[What is needed] The data should be restated word for word, in full.

[Data supplied]
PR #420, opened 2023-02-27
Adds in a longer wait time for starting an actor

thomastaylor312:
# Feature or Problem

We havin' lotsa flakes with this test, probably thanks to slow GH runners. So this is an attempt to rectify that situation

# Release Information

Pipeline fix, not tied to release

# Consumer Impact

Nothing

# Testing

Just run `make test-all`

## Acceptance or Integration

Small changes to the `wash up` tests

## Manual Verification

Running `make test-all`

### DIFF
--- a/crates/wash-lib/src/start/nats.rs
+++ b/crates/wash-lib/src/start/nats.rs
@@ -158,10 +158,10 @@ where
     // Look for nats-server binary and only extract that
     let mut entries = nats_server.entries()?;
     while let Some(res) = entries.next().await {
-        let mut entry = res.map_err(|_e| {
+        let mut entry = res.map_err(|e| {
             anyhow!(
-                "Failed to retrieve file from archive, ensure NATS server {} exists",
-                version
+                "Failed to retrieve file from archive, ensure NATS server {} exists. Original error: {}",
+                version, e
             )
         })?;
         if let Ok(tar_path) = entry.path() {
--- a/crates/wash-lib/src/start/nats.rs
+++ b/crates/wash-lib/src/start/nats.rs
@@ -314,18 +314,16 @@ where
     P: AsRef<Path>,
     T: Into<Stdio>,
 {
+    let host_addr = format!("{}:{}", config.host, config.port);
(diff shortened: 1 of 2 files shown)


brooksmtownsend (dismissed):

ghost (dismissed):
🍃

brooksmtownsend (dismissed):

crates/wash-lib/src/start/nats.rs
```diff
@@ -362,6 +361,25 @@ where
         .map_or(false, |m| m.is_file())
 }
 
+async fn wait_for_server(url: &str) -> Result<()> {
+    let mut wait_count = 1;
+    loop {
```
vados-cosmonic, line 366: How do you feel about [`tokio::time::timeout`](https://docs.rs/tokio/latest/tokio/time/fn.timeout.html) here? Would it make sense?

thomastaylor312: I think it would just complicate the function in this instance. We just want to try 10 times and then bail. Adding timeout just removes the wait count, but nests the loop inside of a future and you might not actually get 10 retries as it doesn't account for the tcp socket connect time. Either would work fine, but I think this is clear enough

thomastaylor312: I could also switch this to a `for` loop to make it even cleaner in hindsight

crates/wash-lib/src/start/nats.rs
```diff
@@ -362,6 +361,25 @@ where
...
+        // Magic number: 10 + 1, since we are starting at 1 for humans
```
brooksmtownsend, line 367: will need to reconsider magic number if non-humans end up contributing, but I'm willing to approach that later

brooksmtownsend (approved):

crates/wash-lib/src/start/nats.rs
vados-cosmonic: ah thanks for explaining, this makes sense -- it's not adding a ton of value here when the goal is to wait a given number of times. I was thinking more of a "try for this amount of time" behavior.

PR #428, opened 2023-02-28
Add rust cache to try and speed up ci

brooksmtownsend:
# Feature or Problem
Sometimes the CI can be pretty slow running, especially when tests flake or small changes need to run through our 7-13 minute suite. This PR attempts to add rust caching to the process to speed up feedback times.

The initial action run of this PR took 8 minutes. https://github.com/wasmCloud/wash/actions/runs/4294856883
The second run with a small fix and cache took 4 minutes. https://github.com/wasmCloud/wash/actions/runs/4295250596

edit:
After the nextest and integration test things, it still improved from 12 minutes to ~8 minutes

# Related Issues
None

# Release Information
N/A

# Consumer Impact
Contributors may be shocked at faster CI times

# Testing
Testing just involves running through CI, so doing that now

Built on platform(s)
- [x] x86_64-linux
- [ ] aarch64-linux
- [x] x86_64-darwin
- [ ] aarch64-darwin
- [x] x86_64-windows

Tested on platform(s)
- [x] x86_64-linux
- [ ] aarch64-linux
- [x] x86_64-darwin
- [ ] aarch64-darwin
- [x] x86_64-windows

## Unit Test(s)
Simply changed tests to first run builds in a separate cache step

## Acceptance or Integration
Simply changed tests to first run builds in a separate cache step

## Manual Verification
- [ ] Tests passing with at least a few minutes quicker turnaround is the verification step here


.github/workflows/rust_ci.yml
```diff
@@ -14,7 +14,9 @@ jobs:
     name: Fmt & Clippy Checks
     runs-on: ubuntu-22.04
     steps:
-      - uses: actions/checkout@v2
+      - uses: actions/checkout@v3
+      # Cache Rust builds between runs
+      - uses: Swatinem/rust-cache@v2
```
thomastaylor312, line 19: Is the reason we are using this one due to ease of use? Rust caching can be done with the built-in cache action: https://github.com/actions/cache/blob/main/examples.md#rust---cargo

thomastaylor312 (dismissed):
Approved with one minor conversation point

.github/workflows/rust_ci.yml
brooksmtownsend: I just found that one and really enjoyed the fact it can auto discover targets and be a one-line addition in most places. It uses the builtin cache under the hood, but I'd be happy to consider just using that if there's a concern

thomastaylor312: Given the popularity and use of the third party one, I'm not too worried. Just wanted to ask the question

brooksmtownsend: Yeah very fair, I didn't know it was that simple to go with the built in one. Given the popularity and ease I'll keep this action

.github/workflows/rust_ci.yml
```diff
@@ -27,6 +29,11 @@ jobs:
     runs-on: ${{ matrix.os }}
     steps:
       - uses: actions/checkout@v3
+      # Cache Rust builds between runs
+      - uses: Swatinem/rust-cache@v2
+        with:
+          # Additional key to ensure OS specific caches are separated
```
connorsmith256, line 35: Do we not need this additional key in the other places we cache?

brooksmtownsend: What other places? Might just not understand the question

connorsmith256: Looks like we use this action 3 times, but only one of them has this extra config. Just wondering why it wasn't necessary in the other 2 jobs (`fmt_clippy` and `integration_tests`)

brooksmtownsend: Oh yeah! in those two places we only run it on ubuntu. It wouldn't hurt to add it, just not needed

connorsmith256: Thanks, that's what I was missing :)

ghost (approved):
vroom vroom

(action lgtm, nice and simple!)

[Your response]
PR #420, opened 2023-02-27
Adds in a longer wait time for starting an actor

thomastaylor312:
# Feature or Problem

We havin' lotsa flakes with this test, probably thanks to slow GH runners. So this is an attempt to rectify that situation

# Release Information

Pipeline fix, not tied to release

# Consumer Impact

Nothing

# Testing

Just run `make test-all`

## Acceptance or Integration

Small changes to the `wash up` tests

## Manual Verification

Running `make test-all`

### DIFF
--- a/crates/wash-lib/src/start/nats.rs
+++ b/crates/wash-lib/src/start/nats.rs
@@ -158,10 +158,10 @@ where
     // Look for nats-server binary and only extract that
     let mut entries = nats_server.entries()?;
     while let Some(res) = entries.next().await {
-        let mut entry = res.map_err(|_e| {
+        let mut entry = res.map_err(|e| {
             anyhow!(
-                "Failed to retrieve file from archive, ensure NATS server {} exists",
-                version
+                "Failed to retrieve file from archive, ensure NATS server {} exists. Original error: {}",
+                version, e
             )
         })?;
         if let Ok(tar_path) = entry.path() {
--- a/crates/wash-lib/src/start/nats.rs
+++ b/crates/wash-lib/src/start/nats.rs
@@ -314,18 +314,16 @@ where
     P: AsRef<Path>,
     T: Into<Stdio>,
 {
+    let host_addr = format!("{}:{}", config.host, config.port);
(diff shortened: 1 of 2 files shown)


brooksmtownsend (dismissed):

ghost (dismissed):
🍃

brooksmtownsend (dismissed):

crates/wash-lib/src/start/nats.rs
```diff
@@ -362,6 +361,25 @@ where
         .map_or(false, |m| m.is_file())
 }
 
+async fn wait_for_server(url: &str) -> Result<()> {
+    let mut wait_count = 1;
+    loop {
```
vados-cosmonic, line 366: How do you feel about [`tokio::time::timeout`](https://docs.rs/tokio/latest/tokio/time/fn.timeout.html) here? Would it make sense?

thomastaylor312: I think it would just complicate the function in this instance. We just want to try 10 times and then bail. Adding timeout just removes the wait count, but nests the loop inside of a future and you might not actually get 10 retries as it doesn't account for the tcp socket connect time. Either would work fine, but I think this is clear enough

thomastaylor312: I could also switch this to a `for` loop to make it even cleaner in hindsight

crates/wash-lib/src/start/nats.rs
```diff
@@ -362,6 +361,25 @@ where
...
+        // Magic number: 10 + 1, since we are starting at 1 for humans
```
brooksmtownsend, line 367: will need to reconsider magic number if non-humans end up contributing, but I'm willing to approach that later

brooksmtownsend (approved):

crates/wash-lib/src/start/nats.rs
vados-cosmonic: ah thanks for explaining, this makes sense -- it's not adding a ton of value here when the goal is to wait a given number of times. I was thinking more of a "try for this amount of time" behavior.

PR #428, opened 2023-02-28
Add rust cache to try and speed up ci

brooksmtownsend:
# Feature or Problem
Sometimes the CI can be pretty slow running, especially when tests flake or small changes need to run through our 7-13 minute suite. This PR attempts to add rust caching to the process to speed up feedback times.

The initial action run of this PR took 8 minutes. https://github.com/wasmCloud/wash/actions/runs/4294856883
The second run with a small fix and cache took 4 minutes. https://github.com/wasmCloud/wash/actions/runs/4295250596

edit:
After the nextest and integration test things, it still improved from 12 minutes to ~8 minutes

# Related Issues
None

# Release Information
N/A

# Consumer Impact
Contributors may be shocked at faster CI times

# Testing
Testing just involves running through CI, so doing that now

Built on platform(s)
- [x] x86_64-linux
- [ ] aarch64-linux
- [x] x86_64-darwin
- [ ] aarch64-darwin
- [x] x86_64-windows

Tested on platform(s)
- [x] x86_64-linux
- [ ] aarch64-linux
- [x] x86_64-darwin
- [ ] aarch64-darwin
- [x] x86_64-windows

## Unit Test(s)
Simply changed tests to first run builds in a separate cache step

## Acceptance or Integration
Simply changed tests to first run builds in a separate cache step

## Manual Verification
- [ ] Tests passing with at least a few minutes quicker turnaround is the verification step here


.github/workflows/rust_ci.yml
```diff
@@ -14,7 +14,9 @@ jobs:
     name: Fmt & Clippy Checks
     runs-on: ubuntu-22.04
     steps:
-      - uses: actions/checkout@v2
+      - uses: actions/checkout@v3
+      # Cache Rust builds between runs
+      - uses: Swatinem/rust-cache@v2
```
thomastaylor312, line 19: Is the reason we are using this one due to ease of use? Rust caching can be done with the built-in cache action: https://github.com/actions/cache/blob/main/examples.md#rust---cargo

thomastaylor312 (dismissed):
Approved with one minor conversation point

.github/workflows/rust_ci.yml
brooksmtownsend: I just found that one and really enjoyed the fact it can auto discover targets and be a one-line addition in most places. It uses the builtin cache under the hood, but I'd be happy to consider just using that if there's a concern

thomastaylor312: Given the popularity and use of the third party one, I'm not too worried. Just wanted to ask the question

brooksmtownsend: Yeah very fair, I didn't know it was that simple to go with the built in one. Given the popularity and ease I'll keep this action

.github/workflows/rust_ci.yml
```diff
@@ -27,6 +29,11 @@ jobs:
     runs-on: ${{ matrix.os }}
     steps:
       - uses: actions/checkout@v3
+      # Cache Rust builds between runs
+      - uses: Swatinem/rust-cache@v2
+        with:
+          # Additional key to ensure OS specific caches are separated
```
connorsmith256, line 35: Do we not need this additional key in the other places we cache?

brooksmtownsend: What other places? Might just not understand the question

connorsmith256: Looks like we use this action 3 times, but only one of them has this extra config. Just wondering why it wasn't necessary in the other 2 jobs (`fmt_clippy` and `integration_tests`)

brooksmtownsend: Oh yeah! in those two places we only run it on ubuntu. It wouldn't hurt to add it, just not needed

connorsmith256: Thanks, that's what I was missing :)

ghost (approved):
vroom vroom

(action lgtm, nice and simple!)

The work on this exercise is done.